Work to be completed:
Could you count the lines in the listing that include the word "defined"? Give only the number.

Given data:
===

Issue #2213, opened 2019-06-10
PythonEvalUTest reinitialises embedded Python interpreter in an unsupported way


ferrouswheel:
This is essentially a continuation of #1888 - but opening a new issue as suggested by the last comment there.

The issue `no attribute __reduce_cython__` appears to still happen with Python 3.5/3.6 and cython 0.26 when running PythonEvalUTest. This causes the test to fail.

The last comment on https://github.com/cython/cython/issues/1953 suggests upgrading to cython 0.28 may get something working, although also suggests resetting the interpreter in this way with extension modules is not actually supported by Python.

Sticking with Python version 3.5 to reduce variables involved, I upgraded to cython 0.28.6 which results in a segfault in `PythonEvalUTest` and `PythonUtilitiesUTest`.

Upgrading to the latest cython 0.29.10, results in:
```
[2019-06-09 23:57:49:728] [ERROR] Python error: Interpreter change detected - this module can only be loaded into one interpreter per process.. (/home/joel/work/opencog/atomspace/opencog/cython/PythonEval.cc:694)
```

and subsequent errors.

It feels like we are skirting unsupported territory by re-initialising the python interpreter multiple times in a process, and just got lucky with cython 0.23 and Python 3.5.

ferrouswheel:
Tested Cython 0.23 and Python 3.6.7 - this combination works and passes tests.

For anyone else wanting to test version compatibility, my work flow using [virtualenvwrapper](https://virtualenvwrapper.readthedocs.io/en/latest/) is:

```
mkvirtualenv opencog --python=/usr/bin/python3.5 # or any other version you have installed
# the above puts you in the virtualenv automatically,
# to enable it later, use "workon opencog"
# You can change the version spec to get a particular minor version, this will get the highest
# version in the 0.23.* series
pip install --force cython>=0.23,<0.24
cd atomspace/build
# make sure to forget the old cmake vars related to python
cmake -U CYTHON_EXECUTABLE -U PYTHON_* ..
# i found the change of cython executable wasn't detected, so need to clean the build
make clean
make && make test
deactivate
rmvirtualenv opencog
```

This avoids messing with your system environment, just don't `make install`, or things might get weird.

AmeBel:
opencog/opencog-deps has been update to ubuntu:18.04 with cython version 0.23

ferrouswheel:
@AmeBel Unless you've also implemented something to fix PythonEvalUTest, your PR will break the CI checks.

[...]

PR #2238, opened 2019-06-28
Remove LTDL_LIBARY_PATH and fix unit test confusion

ferrouswheel:
Needs matching PRs for OpenCog and any other repos that depend on this use of `LTDL_LIBRARY_PATH`

- Partially fixes opencog/opencog#3529
- This fixes the unit tests for Ubuntu 18.04 - which use RUNPATH by default instead of RPATH. See discussion [here](https://github.com/opencog/opencog/issues/3529#issuecomment-505270649). However PythonEvalUTest still fails due to #2213.

The main benefit is that it should make it much harder to accidentally test against your system path instead of the build dir.

If this looks acceptable, I will implement a corresponding PR for OpenCog.


opencog/scm/CMakeLists.txt
```diff
@@ -33,6 +33,18 @@ ADD_GUILE_MODULE (FILES
 	MODULE_DESTINATION "${GUILE_SITE_DIR}/opencog"
 )
 
+# Create three copies of (opencog as-config) module:
+SET(SCM_IN_BUILD_DIR "#t")
+# One for build dir
+CONFIGURE_FILE(opencog/as-config_TEMPLATE.scm ${GUILE_BIN_DIR}/opencog/as-config.scm)
+# and one for in-place testing of source scm modules
+CONFIGURE_FILE(opencog/as-config_TEMPLATE.scm ${CMAKE_SOURCE_DIR}/opencog/scm/opencog/as-config.scm)
```
ferrouswheel: Ideally we'd remove this, and change all the unit tests to use the build dir.

But this would mean that you couldn't just edit a scm file and immediately rerun a test executable... you'd have to run make to copy your scm files to the build dir first.

I'm not sure if that functionality should be preserved.

.gitignore
```diff
@@ -122,3 +122,6 @@ Makefile
 
 # Vim #
 *.swp
+
+# Config for source dir testing
+opencog/scm/opencog/as-config.scm
```
linas: missing newline char.

opencog/guile/SchemeSmob.cc
```diff
@@ -224,40 +224,12 @@ void SchemeSmob::module_init(void*)
...
-	// https://github.com/opencog/atomspace/issues/705 for details.
-	scm_c_eval_string("(add-to-load-path \"" PROJECT_SOURCE_DIR "/opencog/scm\")");
-	scm_c_eval_string("(add-to-load-path \"" PROJECT_BINARY_DIR "\")");
-#endif
+	// For testing - to avoid requiring manual change of guile load path.
+	// Alternatives to always adding this path would be:
+	// - make ctest manage the environment variable GUILE_LOAD_PATH during testing
+	// - set GUILE_LOAD_PATH env var in each test, before initialising Scheme
+	// - pass an optional load path through SchemeEval/SchemeSmob
+	scm_c_eval_string("(add-to-load-path \"" PROJECT_BINARY_DIR "/opencog/scm\")");
```
linas: well, this is still hackalicious, and should be marked as such ... 

The first alternative seems best.   Or even the second -- about half the unit tests already contain lines similar to `scm_c_eval_string("(add-to-load-path \"../../..\")")` trying to manually fiddle their way back to the PROJECT_SOURCE_DIR and all of those hacks have been fragile and fiddly, because they would break at the drop of a hat (err, at the drop of some new theory about how unit tests should work, imposed by external forces I have no control over.   It would be nice to strip out all of that crud .. or make external forces pay the accumulated code debt from their forced ultimatums.)  Whatever. This is a step in the right direction, but its still a hack, and the comments should clearly state its a hack.  Like `XXX FIXME` hack.

opencog/scm/CMakeLists.txt
```diff
@@ -33,6 +33,18 @@ ADD_GUILE_MODULE (FILES
 	MODULE_DESTINATION "${GUILE_SITE_DIR}/opencog"
 )
 
+# Create three copies of (opencog as-config) module:
+SET(SCM_IN_BUILD_DIR "#t")
+# One for build dir
+CONFIGURE_FILE(opencog/as-config_TEMPLATE.scm ${GUILE_BIN_DIR}/opencog/as-config.scm)
```
linas: The industry-standard naming convention is to call this file `as-config.scm.in`  and not `as-config_TEMPLATE.scm` -- I prefer the industry-standard naming convention, as that makes it easier to understand at a glance.

opencog/scm/CMakeLists.txt
linas: The cmake ALREADY copies about half of the scm files into the build dir.   The reason it does not copy all of them is because, at some point in history, as people hacked on this, something changed, and the tests started passing without the copy being necessary.    It would be cleanest to either remove the copying (since its currently a big confusing no-op that litters copies of files throughout the build tree) or make it into a requirement.

opencog/scm/CMakeLists.txt
```diff
@@ -33,6 +33,18 @@ ADD_GUILE_MODULE (FILES
...
+# and one for in-place testing of source scm modules
+CONFIGURE_FILE(opencog/as-config_TEMPLATE.scm ${CMAKE_SOURCE_DIR}/opencog/scm/opencog/as-config.scm)
+
+SET(SCM_IN_BUILD_DIR "#f")
+# One for installing
+CONFIGURE_FILE(opencog/as-config_TEMPLATE.scm ${GUILE_BIN_DIR}/opencog/as-config-installable.scm)
+INSTALL(FILES ${GUILE_BIN_DIR}/opencog/as-config-installable.scm DESTINATION ${GUILE_SITE_DIR}/opencog RENAME as-config.scm)
```
linas: Why are you renaming during install ?  Why not just set the name in the first go?

opencog/scm/opencog/as-config_TEMPLATE.scm
```diff
@@ -0,0 +1,78 @@
...
+; CMAKE uses this tag generate different files for in-build 
+(define-public atomspace-in-build-dir @SCM_IN_BUILD_DIR@)
+(define install-location "${CMAKE_INSTALL_PREFIX}/lib/opencog/")
+
+; If you create a new binary library for scheme, define it here
+; along with it's destination path in the build directory.
+; You also need to add the symbol to the install dir section below.
+
+(define-public opencog-ext-path-smob "@CMAKE_BINARY_DIR@/opencog/guile/")
+(define-public opencog-ext-path-exec "@CMAKE_BINARY_DIR@/opencog/atoms/execution/")
```
linas: This is OK-ish, but we "already" have a "more elegant" solution to this.   There is a CMakefile called `cmake/OpenCogGuile.cmake` which computes and sets these paths -- it does so generically, as a module is defined for the fist time, precisely so that no such special hand-curated lists of library paths need to be maintained. 

As I think about it, I kind-odislike this -- it risks becoming out-of-sync with the paths that `OpenCogGuile.cmake` is setting up.  If those paths get out of sync, there will be debugging confusion, since one of these two files effectively over-writes what the other one is setting up.   So it would be best to gut most of this file, and use the default paths provided by `OpenCogGuile.cmake`  instead.

(The bonus is that as-moses, agi-bio, etc. already use `OpenCogGuile.cmake` and so that way, you don't have to try to track those projects, too.)

opencog/scm/CMakeLists.txt
ferrouswheel: One reason for copying to the build dir, is to make sure all the scm files are laid out in a consistent module hierarchy. This is reflective of what the install dir layout will be, and so this layout is ideally what the tests should use.

An alternative to ensure people can still test scm files without explicitly rerunning make, would be to create a symbolic link from the build dir to the relevent file in the source dir. Then there would be no reason to avoid tests only using the build dir.

opencog/scm/CMakeLists.txt
ferrouswheel: The installable config and build-dir config are different in terms of locating the shared libraries. Only `as-config-installable.scm` is actually installed. They both need to be configured and if they used the same name, one would clobber the other.

opencog/scm/opencog/as-config_TEMPLATE.scm
ferrouswheel: My reading of `cmake/OpenCogGuile.cmake` is that it does nothing with shared libraries. It only does some copying of scm files. They all just assume that their shared library will be available. There are no paths to get out of sync, because they are currently never configured! We cross our fingers and hope the library is somewhere in the RPATH chain, or in LTDL_LIBRARY_PATH (the former doesn't work with RUNPATH, the latter mixes up install and build dirs).

Having said that, it makes sense to put the configuration of shared library dependencies as an optional argument to `ADD_GUILE_MODULE`. And would simplify updating downstream projects.

I'm not a cmake expert and it'll take me a while to figure out how to run `CONFIGURE_FILE` *after* all the scm modules have been defined and stored their paths. I'll see how I go.

.gitignore
ferrouswheel: fixed

opencog/guile/SchemeSmob.cc
ferrouswheel: I clarified it's still a hack

opencog/scm/CMakeLists.txt
ferrouswheel: Makes sense - I've renamed it. Though, sadly, various editors/tools don't seem to detect it's a scheme file when `.in` is the extension.

opencog/scm/CMakeLists.txt
linas: Hmm OK.

linas:
I'll take a closer look tomorrow. In the meanwhile: would it be possible to define a cmake macro, say, `DEFINE_GUILE_LIB(libfoo)` that declares `libfoo` to be that kind of library that needs to get loaded during a scheme extension, and that therefore does the needed path magic to make this work?  Perhaps this could avoid the need for `as-config.scm`, or at least avoid having to list individual libraries in it?  This would be nice, because it allows lib paths to always be managed locally, without needing a centralized location.

Its not quite obvious how `DEFINE_GUILE_LIB(libfoo)` would work. Perhaps it could auto-define a `libfoo.scm` with the needed path magic in it; maybe it should hold all of the `(load-extension "libfoo" ...)` business. Guile modules would then just include `libfoo.scm` as needed.

I know this is asking you to do more work :-) But better get it set up right the first time, than come back to it next year...  ponder this a bit; I'll look at the rest tomorrow.

ferrouswheel:
I made an attempt at defining some CMake functions which would hopefully be general enough for use later.

Making a wrapper scm per extension also sounds nice and possibly would feel less hacky vs what I've done.

linas:
OK seems reasonable; I guess this is mergable; are you done?

ferrouswheel:
Before this merged I should probably make equivalent changes to OpenCog. I
can do that today.

Should we maybe also notify maintainers for other downstream extensions
that were relying on LTDL_LIBRARY_PATH?

linas:
The only down-streams at this point are as-moses and agi-bio and I think they are light-weight users of this mechanism, so might be unaffected.

Yes, we should notify, as we have a habit of making changes that break @mjsduncan which then leaves him high & dry for a while.  Also @eddiemonroe  @tanksha @habush

opencog/guile/SchemeSmob.cc
```diff
@@ -224,14 +224,7 @@ void SchemeSmob::module_init(void*)
...
 	register_procs();
-	// XXX FIXME This is a hack for testing.
-	// It avoids requiring a manual change of guile load path.
-	// Alternatives to always adding this path would be:
-	// - make ctest manage the environment variable GUILE_LOAD_PATH during testing
-	// - set GUILE_LOAD_PATH env var in each test, before initialising Scheme
-	// - pass an optional load path through SchemeEval/SchemeSmob
-	//scm_c_eval_string("(add-to-load-path \"" PROJECT_BINARY_DIR "/opencog/scm\")");
-
+
```
ferrouswheel: Apparently the tests only passed locally due to having an installed version of atomspace.

Meanwhile, leaving the hack in place would make my opencog build point at the atomspace build dir when testing (instead of the system atomspace).

Thus I will do the work to make the AtomSpace tests pass without this.

opencog/scm/CMakeLists.txt
```diff
@@ -21,6 +21,11 @@ ADD_GUILE_MODULE (FILES
 
 ADD_GUILE_MODULE (FILES
 	opencog/exec.scm
+	MODULE_DESTINATION "${GUILE_SITE_DIR}/opencog"
+)
+
+ADD_GUILE_MODULE (FILES
+
```
AmeBel: @ferrouswheel why is the split required?

ferrouswheel: It shouldn't be required. Must be a remnant of when I was experimenting. Good catch!

ferrouswheel:
This should be ready for merging, along with opencog/opencog#3556

As mentioned on the OpenCog PR, the testing strategy that should be adhered to is: the `PROJECT_SOURCE_DIR` should only be explicitly added to the guile load path by tests if they  to access supporting scm files (e.g. that set up specific atomspace contents).

For any scm functions that are eventually installed to the system path, tests should rely on the `GUILE_LOAD_PATH` environment variable. This is automatically set up when calling ADD_CXX_TEST and ADD_GUILE_TEST by opencog/cogutil#179 and dbe9b78. For Python tests and others that call `ADD_TEST`, it is up to the developer to configure the environment if they need access to the opencog scm modules ([example here](https://github.com/opencog/atomspace/pull/2238/commits/0e27496f164fc97d9f53475c09df236bd91b02d2#diff-e60cc1eb0be5fcc2dcbdcdad5df3570fR85))

ferrouswheel:
Well, it will be ready once I fix the test failures that I'm not checking locally: PythonEvalUTest (doesn't work for Python 3.6.8) and Gearman (I don't have this installed)

linas:
> should only be explicitly added to the guile load path by tests if they to access supporting scm files

If the approx 110 or so unit tests for guile, 109 of them have supporting scm files.   I'm pretty sure that all of them use `(add-to-load-path "../../..")` instead of `PROJECT_SOURCE_DIR`.  I suppose that might be a distinct pull req.

cmake/OpenCogGuile.cmake
```diff
@@ -175,6 +175,121 @@ FUNCTION(ADD_GUILE_TEST TEST_NAME FILE_NAME)
...
+    get_target_property(MODULE_NAME ${CONFIG_TARGET} MODULE_NAME)
+    get_target_property(TEST_ENV_VAR ${CONFIG_TARGET} TEST_ENV_VAR)
+    foreach(PATH_PAIR ${SYMBOL_PATH_LIST})
+        string(REPLACE "|" ";" SYMBOL_AND_PATH ${PATH_PAIR})
+        list(GET SYMBOL_AND_PATH 0 SYMBOL)
+        list(GET SYMBOL_AND_PATH 1 LIBPATH)
+        
+        set(SCM_PATHS "${SCM_PATHS}(define-public ${SYMBOL} \"${LIBPATH}/\")")
+        if(WIN32)
+            set(SCM_PATHS "${SCM_PATHS}\r\n")
```
linas: ins Win32 still a thing? Did it not die a graceful death some while ago?

cmake/OpenCogGuile.cmake
```diff
@@ -175,6 +175,121 @@ FUNCTION(ADD_GUILE_TEST TEST_NAME FILE_NAME)
...
+        ; When installed, all the modules have the same path
+${INSTALL_PATHS}
+    
+    )
+)
+")
+    
+    FILE(WRITE "${OUTPUT_FILE}" "${CONFIG_SRC}")
+    
+ENDFUNCTION(WRITE_GUILE_CONFIG)
```
linas: newline!  Check your editor settings.

opencog/guile/SchemeSmob.cc
linas: Yay!

linas:
looks really clean, ow. Thanks!

cmake/OpenCogGuile.cmake
ferrouswheel: Have now updated the settings on my editor :sweat_smile:

ferrouswheel:
@ngeiswei Tests appeared to pass without it, so I've removed it in #2259 - thanks for noticing that!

===

Output of the task:
2